Logon rights

  • Article

Applies To: Windows Server 2003, Windows Server 2003 R2, Windows Server 2003 with SP1, Windows Server 2003 with SP2

Logon rights

The following table lists and describes logon rights.

Logon Right Description

Access this computer from a network

This user right determines which users and groups are allowed to connect to the computer over the network. Terminal Services are not affected by this user right.

Default:

  • On workstations and servers:

    • Administrators

    • Backup Operators

    • Power Users

    • Users

    • Everyone

  • On domain controllers:

    • Administrators

    • Authenticated Users

    • Everyone

Allow log on locally

This logon right determines which users can interactively log on to this computer. Logons initiated by pressing CTRL+ALT+DEL on the attached keyboard requires the user to have this logon right. Additionally this logon right may be required by some service or administrative applications that can log on users. If you define this policy for a user or group, you must also give the Administrators group this right.

Default:

  • On workstations and servers: Administrators, Backup Operators, Power Users, Users, and Guest.

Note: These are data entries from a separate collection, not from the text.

PR #405, opened 2020-06-14
Roll20 token hp

shadow7412:
Elaborated on the process to link the D&D Beyond HP (and temp hp) to a Roll20 character sheet, and the relevant token.


kakaroto:
Awesome, thanks!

  • On domain controllers: Account Operators, Administrators, Backup Operators, Print Operators, and Server Operators.

Allow log on through Terminal Services

This security setting determines which users or groups have permission to log on as a Terminal Services client.

Default:

  • On workstation and servers: Administrators, Remote Desktop Users.

  • On domain controllers: Administrators.

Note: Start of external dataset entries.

Issue #406, opened 2020-06-14
Biased die rolls


taekahn:
The way the rolls are calculated is biased and will not produce equally likely results across the entire range.    
Suggestion:
Replace 
```
let die = Math.floor(Math.random() * this.faces) + 1
```
With 
```
let Random = require("random-js");
let random_engine = Random.engines.mt19937().autoSeed();
...
let inclusive_range = Random.integer(1, this.faces);
let die = inclusive_range(random_engine);
```
To make the rolls fair.

kakaroto:
Hi,
This was explored already and you are wrong.
First, this is using pure JS, I won't be using any sort of `require` statement and switching to browserify or whatever is needed to generate the files. There are also much simpler and self container Mersenne Twister implementation, like the one included in Foundry VTT's code.

Second, this may have been true over 5 years ago, but it's not true anymore.

Here's part of the discussion that happened about this a few months ago on Discord : 
> Mersenne Twister is worse than almost any random generator made after 2015. Math.Random doesn't actually generator numbers, it tells the browser to, and most modern browsers use Xorshift128+ which is on the very high end of Pseudo Random Number Generators.
Point being, if you're using a browser made in 2016 or earlier, you're probably fine.
Unless some hipster made their browser use some really silly code,  Mersenne Twister is actually worse than the core

You can read about the algorithm used by v8 (Chrome and all Chromium based browsers) since 2015 which is xorshift128+ : https://v8.dev/blog/math-random
And you can see that Mozilla also switched to it 5 years ago : https://bugzilla.mozilla.org/show_bug.cgi?id=322529
If someone is using a browser from 2014 and hasn't updated it since, then the fact that the dice rolls may be biased will be the least of their problem.

taekahn:
Mersene twister was just an example. I was not raising it up as an ultimate random number generator.  
The fact that that is what you're pointing to is betraying your ignorance.  
It has nothing to do with the method with which a random number is generated and everything to do with how it is selected.  

**The fact is** using multiplication for fitting a randomly generated number to a range introduces bias. It is unequivocally an incorrect way to select a random number within a range.  
You can find out plenty about it by googling, but here is a site that explains it.  
https://pthree.org/2018/06/13/why-the-multiply-and-floor-rng-method-is-biased/  
This will be true forever.  

Your rolls _are_ biased. If you're ok with that, then you're ok with that.

kakaroto:
[...]

PR #407, opened 2020-06-15
Refactored dice rolling logic into function.

shadow7412:
…that should be slightly less biased.

Decided to have a go at fixing this up despite the concerted effort from the raiser of #406 to get us to ignore it forever.

This version splits 1 into equal chunks according to the dice being rolled, which probably is better?

### DIFF
--- a/src/common/dice.js
+++ b/src/common/dice.js
@@ -133,18 +133,24 @@ class DNDBDice {
         }
         this._rolls = [];
     }
-
+    rollSingleDie () {
+        // Borrowed from https://pthree.org/2018/06/13/why-the-multiply-and-floor-rng-method-is-biased/
+        const max = Math.floor(2 ** 32 / this.faces) * this.faces; // make "max" a multiple of "faces"
+        let x;
+        do {
+            x = Math.floor(Math.random() * 2 ** 32); // pick a number of [0, 2^32).
+        } while (x >= max); // try again if x is too big
+        return (x % this.faces) + 1; // uniformly picked in [1, faces] (inclusively)
+    }
     async rollDice() {
         this._rolls = [];
         for (let i = 0; i < this.amount; i++) {
-            let die = Math.floor(Math.random() * this.faces) + 1;
-            this._rolls.push({ "roll": die });
+            this._rolls.push({ "roll": this.rollSingleDie() });
         }
     }
     async rerollDice(amount) {
         for (let i = 0; i < amount; i++) {
-            let die = Math.floor(Math.random() * this.faces) + 1;
-            this._rolls.push({ "roll": die });
+            this._rolls.push({ "roll": this.rollSingleDie() });
         }
     }
     async roll() {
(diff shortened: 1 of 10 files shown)


src/common/utils.js
```diff
@@ -12,6 +12,10 @@ function replaceRollsCallback(match, replaceCB) {
     return result;
 }
 
+function getDieRollResult(faces) {
+    return Math.floor(Math.random() / (1 / faces)) + 1
```
kakaroto, line 16: That's in no way better, you're changing `x * y`  into `x / (1 / y)` which is the exact same mathematical equation.
The trick with the division in the examples would only work for integer random values between 0 and 2**32, not for floating points between 0 and 1.0.
See the suggested link which makes it unbiased by making the range into an integer and discarding values that fall in that small interval between where the modulo wouldn't be uniform anymore. https://pthree.org/2018/06/13/why-the-multiply-and-floor-rng-method-is-biased/

Also, I'd prefer if this function was a method inside the `DNDBDice` class, instead of being a function in the utils file.

shadow7412: Yeah, I figured I probably should have googled it rather than just make something up.

When I first wrote it, I noticed it was being used everywhere so I wanted to keep it in a common place. After updating it to use the function I then realised that most of those duplicates were in the dist folder, and weren't _really_ duplicates.

I'll have a look at that link.

kakaroto:
I see a lot of changes in dist files that shouldn't be there, there's changes to utils.js which are only changing whitespaces, the `getDieResult` is in a dist file, but not appearing in any of the src files. And there are some other changes (a big block) in dist files that don't appear in src either.
Please clean it all up, make sure you make your changes in the right file and have gulp running continuously so it keeps the dist files properly generated.
I'd also suggest renaming the `getDieResult` into `rollSingleDie` perhaps because it makes the roll, it doesn't just "get" a stored value.
Also, please squash all commits into one in this case since it's all the same change.
Thanks!

src/common/dice.js
```diff
@@ -133,18 +133,24 @@ class DNDBDice {
...
     }
-
+    getDieResult () {
+        // Borrowed from https://pthree.org/2018/06/13/why-the-multiply-and-floor-rng-method-is-biased/
+        const max = Math.floor(2 ** 32 / this.faces) * this.faces; // make "max" a multiple of "range"
+        let x;
+        do {
+            x = Math.floor(Math.random() * 2 ** 32); // pick a number of [0, 2^32).
+        } while (x >= max); // try again if x is too big
+        return x % this.faces; // uniformly picked in [0, range)
```
kakaroto, line 143: "uniformly picked in [0, range)"
What we want is the range `[1, range]` instead. As it is, rolls are going to become 0-19 instead of 1-20 on a d20.
Also change the comments to say 'faces' instead of 'range' (both here and earlier in this function).

src/common/dice.js
```diff
@@ -133,18 +133,24 @@ class DNDBDice {
         }
         this._rolls = [];
     }
-
+    getDieResult () {
```
kakaroto, line 136: as suggested in the conversation, rename the method into `rollSingleDie` instead.

kakaroto:
Nice, thanks! Looks good to me :)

Deny access to this computer from network

This security setting determines which users are prevented from accessing a computer over the network. This policy setting supersedes the Access this computer from the network policy setting if a user account is subject to both policies.

Default: No one.

Deny log on as a batch job

This security setting determines which accounts are prevented from being able to log on as a batch job. This policy setting supersedes the Log on as a batch job policy setting if a user account is subject to both policies.

Default: None.

Deny logon as a service

This security setting determines which service accounts are prevented from registering a process as a service. This policy setting supersedes the Log on as a service policy setting if an account is subject to both policies.

Note

  • This security setting does not apply to the System, Local Service, or Network Service accounts.

Default: None.

Deny log on locally

This security setting determines which users are prevented from logging on at the computer. This policy setting supersedes the Allow log on locally policy setting if an account is subject to both policies.

Important

  • If you apply this security policy to the Everyone group, no one will be able to log on locally.

Default: None.

Deny log on through Terminal Services

This security setting determines which users and groups are prohibited from logging on as a Terminal Services client.

Default: None.

Log on as a batch job

This security setting allows a user to be logged on by means of a batch-queue facility.

For example, when a user submits a job by means of the task scheduler, the task scheduler logs that user on as a batch user rather than as an interactive user.

Note

  • In Windows 2000 Server, Windows 2000 Professional, Windows Server 2003 and Windows XP Professional, the Task Scheduler automatically grants this right as necessary.

Default: Local System.

Log on as a service

This security setting determines which service accounts can register a process as a service.

Default: None.

For more information, see Privileges and Security Configuration Manager tools.

Note

  • The default settings listed above are for Windows XP Professional and the Windows Server 2003 family.